# Mixed Bag



## Fowlmouth (Oct 4, 2008)

A lot of pintails around still. It was nice to see some other ducks drop into the decoys today too.

Oh, and if anyone needs some help getting a swan I would be happy to help. I have been covered in swans the last 3 trips out. There were some really nice looking big white birds today.


----------



## Clarq (Jul 21, 2011)

Fowlmouth said:


> A lot of pintails around still. It was nice to see some other ducks drop into the decoys today too.
> 
> Oh, and if anyone needs some help getting a swan I would be happy to help. I have been covered in swans the last 3 trips out. There were some really nice looking big white birds today.


I don't need any help getting a swan, but I could use a little help getting a good drake cinnamon teal if you know where any more of those are hanging out. :mrgreen:

Nice work, and good on you for offering to help out.


----------



## PHall (Oct 12, 2013)

The amount of swans flying above miller this morning was absurd.


----------



## utahbigbull (May 9, 2012)

Nice cinny!!


----------



## BigMac (Feb 12, 2012)

Me & a few buddies had our own mixed bag on Tuesday.


----------



## CPAjeff (Dec 20, 2014)

How about helping a poor lost soul like myself get a couple pintails?:mrgreen:

Looks like a super fun time and way to throw out the helping hand on getting someone on a swan!


----------



## cootlover (Sep 26, 2015)

I wish I wasn't leaving town till the 29th my little still needs her swan.


----------



## goosefreak (Aug 20, 2009)

there are only 2 places where you could have picked up that cinny!;-)


----------



## Fowlmouth (Oct 4, 2008)

goosefreak said:


> there are only 2 places where you could have picked up that cinny!;-)


3 now! These birds were all shot in the same spot while sitting in the boat. I was kind of surprised when a canvasback and a cinnamon teal dropped in the spread. I had 45 decoys out yesterday, all wigeon and pintail.
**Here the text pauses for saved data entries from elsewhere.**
PR #305, opened 2026-08-24
ENG-2484: SPDX publication filter, gated on CVE identifiers

hiagofranco:
Splits the "produce a publishable SPDX document" half out of ENG-2356; the publish step that *calls* this is ENG-2279 box 3.

## What it does

`avocado_sbom.publish` reads a build tree and emits a copy of its SPDX documents with the CVE assessment removed, then refuses to write anything that still carries a CVE identifier.

```sh
PYTHONPATH=meta-avocado-sbom/lib python3 -m avocado_sbom.publish \
    --in build/tmp/deploy/spdx/3.0.1 -o publish/spdx
PYTHONPATH=meta-avocado-sbom/lib python3 -m avocado_sbom.publish \
    --in build/tmp/deploy/images/<machine> --check
```

**The gate is on CVE identifiers anywhere in the output, not on field names.** That is the whole design and it is not the obvious one:

| Build | Where the assessment lives | A `security_Vex*` gate | This gate |
| -- | -- | -- | -- |
| 2.2 | `sourceInfo` free text | passes, leaks | catches it |
| 3.0.1 | `security_Vex*` objects | catches it | catches it |

`create-spdx-2.2.bbclass` writes `recipe.sourceInfo = "CVEs fixed: " + patched_cves` and never consults `SPDX_INCLUDE_VEX`, so on 2.2 the field cannot be turned off at build time.

Patch filenames name the CVE they fix and survive any structural filter, so those names are redacted rather than dropped — the file and its checksum stay in the inventory. It is the only scrub; everything else is structural, so anything the gate catches is a shape nobody has handled.

## Both inputs

`deploy/spdx/<version>/` is the per-recipe tree. The document the publish step actually hands over is the flattened per-image one in `deploy/images/<machine>/`, which no recipe document resembles — it is rooted in a `software_Sbom` and carries both VEX flavours. It is only produced when the image recipe is built.

## Verified on hiagodk, qemuarm64, SPDX 3.0.1 with `SPDX_INCLUDE_VEX = "current"`

| Run | Result |
| -- | -- |
| `deploy/spdx/3.0.1` | 13,091 documents, 31,221 security nodes and 4,652 relationships dropped, 860 name fields redacted, 6,867 symlinks skipped, exit 0 (8s) |
| `deploy/images/avocado-qemuarm64` | 2 documents, 2,001 nodes and 235 relationships dropped, 921 names redacted, exit 0 |
| rootfs document, before → after | 9,543 → 8,614 nodes, 7.4 → 5.9 MB; all 862 `security_*` gone, all 659 packages, all 4,203 files and the `Sbom` root kept |
| `--check` re-run over both outputs | exit 0 — the gate holds on what it emits |

Scope box 5's discrepancy is chased and recorded in the README: of the 4,762 documents carrying an identifier, 4,760 carry a `security_*` node, and the two that do not hold six patch filenames between them. The ticket guessed "probably a patch filename" — confirmed. That residue is why the redaction step exists.

No pruning of `rootElement`: across 13,091 tree documents and both image documents, no node carries `element` or `import` and no `rootElement` entry has ever named a vulnerability. If that changes the gate fails closed.

## Note on `report.py`

`write_report` grows an `indent` argument so `publish` can share the atomic writer instead of restating it. **Default is unchanged**, so `avocado-cve-report.bb:131` and `do_cve_report` are untouched. Not re-run under bitbake; covered by the test suite.

## Not in scope

- The `*.cve`, its `*.json` twin and `*.spdx.tar.zst` sitting beside the image document are assessment and are not filtered here — keeping them off the feed is the publish step's job (ENG-2279). The `.tar.zst` carries ~58 documents that leak on 2.2, so it needs an explicit decision there.
- `packages/` and `packages-staging/` are both filtered and both written; which copy is finalised is a publish-step decision (ENG-2356).

122 tests, `unittest discover` picks the file up with no workflow change.

### DIFF
--- a/meta-avocado-sbom/README
+++ b/meta-avocado-sbom/README
@@ -20,6 +20,26 @@ They are joined on the recipe name. CVEs are stored once per recipe and
 packages only reference it, so a recipe shipping many packages does not
 duplicate its CVE list.
 
+A format, not a tool
+--------------------
+
+The Patched and Ignored subtraction in read_cve_data reads the cve-check JSON
+shape - package[].issue[].status - and nothing else. It does not import, link
+against or extend whatever wrote those files. Keep it that way.
+
+The correlation engine selected to replace in-build cve-check, sbom-cve-check,
+is GPL-2.0 and exports yocto-cve-check-manifest. Pointing --cve-dir at that
+export is a path change, so the engine ships unmodified and the only obligation
+that ever attaches is conveying its public source. Implementing this same
+subtraction as a plugin inside that engine would make it a derivative work
+instead, and shipping it into a customer's on-prem install is a distribution -
+which would put our subtraction under GPL-2.0 too. This layer is Apache-2.0 and
+remains so exactly as long as the boundary holds.
+
+So extend the reader here, never the engine there. If the export turns out to
+be one merged document rather than <PN>_cve.json per recipe, widen the glob in
+read_cve_data; that is still the right side of the line.
+
 Requirements
 ------------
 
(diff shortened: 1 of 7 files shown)


jetm (commented):
Reviewed the filter and its suite against the 3.0.1 and 2.2 fixtures. Nothing blocking.

**What was checked.** The 122-test suite passes at `230310e`. I then mutation-tested the gate itself, since that is what this change freezes - eight mutations, each breaking one property the change claims:

| mutation | caught |
|---|---|
| gate made case-sensitive | yes |
| patch-name redaction removed | yes (20 tests) |
| `leaks()` stops recursing into lists | yes |
| alias-URI refs no longer treated as dead | yes |
| symlinks followed instead of skipped | yes |
| 2.2 `SECURITY` externalRefs kept | yes |
| leaking document written anyway | yes |
| `dropped_ids.discard(None)` removed | **no** |

Seven of eight fail the suite. The identifier-keyed gate holds up particularly well: planting an identifier in an unhandled field, and lowercasing a patch name, both fail closed rather than passing clean.

**The one that survives is a coverage gap, not a defect** - the guard is present and correct, and I am not asking for a code change. Removing `dropped_ids.discard(None)` leaves all 122 green because every fixture gives its `security_*` nodes an `spdxId`, so `None` never enters the set. On a document where a dropped node lacks one, a relationship that omits `from` is then dropped too:

```
with    discard(None): ['urn:pkg:example', 'urn:file:1', 'urn:rel:1']
without discard(None): ['urn:pkg:example', 'urn:file:1']
gate sees a leak either way?  with: False  without: False
```

A `contains` edge disappears from the published inventory and the gate cannot see it - dropping data does not leak an identifier. Worth one fixture with a security node that has no `spdxId`, given the comment above that line already names the hazard.

**Two things I checked and found fine**, so they need no reply: the `Stats` subclass overriding `_NAMES` works because the parent reads `self._NAMES` in `__init__` and `__setattr__`; and a kept node whose `spdxId` embeds a CVE would fail the gate rather than publish, which matches the fail-closed intent stated for `rootElement`.

jetm (approved):

jetm (approved):

jetm:
@nicksinas I've approved this - flagging it to you for the merge.

It's currently BLOCKED despite the approval and green checks. The branch ruleset on `scarthgap` requires CodeQL code-scanning results, and this branch predates CodeQL default setup being enabled on the repo, so CodeQL never ran against it. Repo admin doesn't clear that - the ruleset's only bypass actor is org admin.

The clean fix is a rebase onto `scarthgap` so CodeQL runs on the branch. #307 is in the same state for the same reason.

jetm:
Correction to my comment above: **a rebase will not fix this, and I should not have suggested it.**

The branch's age is not why CodeQL is missing. This PR is opened from a fork (`hiagofranco/meta-avocado`), and CodeQL default setup does not run on fork PRs. Rebasing onto `scarthgap` leaves it a fork PR, so CodeQL still would not run and the `code_scanning` rule would still hold it.

This is already established here rather than new: #294 was merged by admin override in August for exactly this reason, and the note recorded at the time reads "CodeQL never runs on a fork PR into this repo".

So the real options are:

1. **Admin override**, as #294 took.
2. **Move the branch into this repository** and open the PR from a local branch, which is what makes CodeQL run - #323 is from `avocado-linux/meta-avocado` and gets CodeQL plus the three Analyze jobs.

#307 is in the same position.

Everything else in my comment above stands: approved, its own three checks green, `MERGEABLE`, no unresolved threads, and repo admin does not clear the ruleset - the only bypass actor is org admin.

nicksinas (approved):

Just wanted to try something different than the usual set up, and it worked pretty good.


----------



## SidVicious (Aug 19, 2014)

Sweet! Can't beat a day like that!


----------



## MWScott72 (May 23, 2011)

That's pretty cool Fowlmouth. Love it when lots of different species come in on a given day. I thought the Cinnamon's were gone early, but I guess there are a few wayward birds that are lazy and haven't jetted south yet.


----------



## dkhntrdstn (Sep 7, 2007)

nice job on the cans there man. I cant wait tell next week


----------



## LostLouisianian (Oct 11, 2010)

Fowlmouth said:


> 3 now! These birds were all shot in the same spot while sitting in the boat. I was kind of surprised when a canvasback and a cinnamon teal dropped in the spread. I had 45 decoys out yesterday, all wigeon and pintail. Just wanted to try something different than the usual set up, and it worked pretty good.


Well we know for danged sure it wasn't Farmington Bay because all the mud motors have chased all the ducks away and no one is killing any ducks at FB because of the mud motors.......-O\\__--O\\__--O\\__--O\\__-


----------



## KennyC (Apr 28, 2010)

Oddly enough the Cinnys have been thick the last couple years. Me and a buddy shot 3 in one day last year at Ogden Bay and shot 4 this year. The colors aren't great and only one of the 7 was mountable. When we shot the 1st one I was unsure what type it was so I looked it up. Still to this day I haven't shot one that is good enough to mount. You would think we would have a teal season like Oklahoma does because the numbers are crazy high. Great job on your mixed bag.


----------



## dkhntrdstn (Sep 7, 2007)

LostLouisianian said:


> Well we know for danged sure it wasn't Farmington Bay because all the mud motors have chased all the ducks away and no one is killing any ducks at FB because of the mud motors.......-O\\__--O\\__--O\\__--O\\__-


you are right. there no ducks there because of the mud motors. those mud motors guys are a bunch a dick heads thinking there god.:mrgreen:


----------



## KennyC (Apr 28, 2010)

LostLouisianian said:


> Well we know for danged sure it wasn't Farmington Bay because all the mud motors have chased all the ducks away and no one is killing any ducks at FB because of the mud motors.......-O\\__--O\\__--O\\__--O\\__-


FB has great hunting if you are willing to put in the work. tons of birds, just have to find them and I don't think a few mud motors do damage. It could however be the airboats. LOL I am going with sky busters on this one though. O*---8/-


----------



## Fowlmouth (Oct 4, 2008)

MWScott72 said:


> I thought the Cinnamon's were gone early, but I guess there are a few wayward birds that are lazy and haven't jetted south yet.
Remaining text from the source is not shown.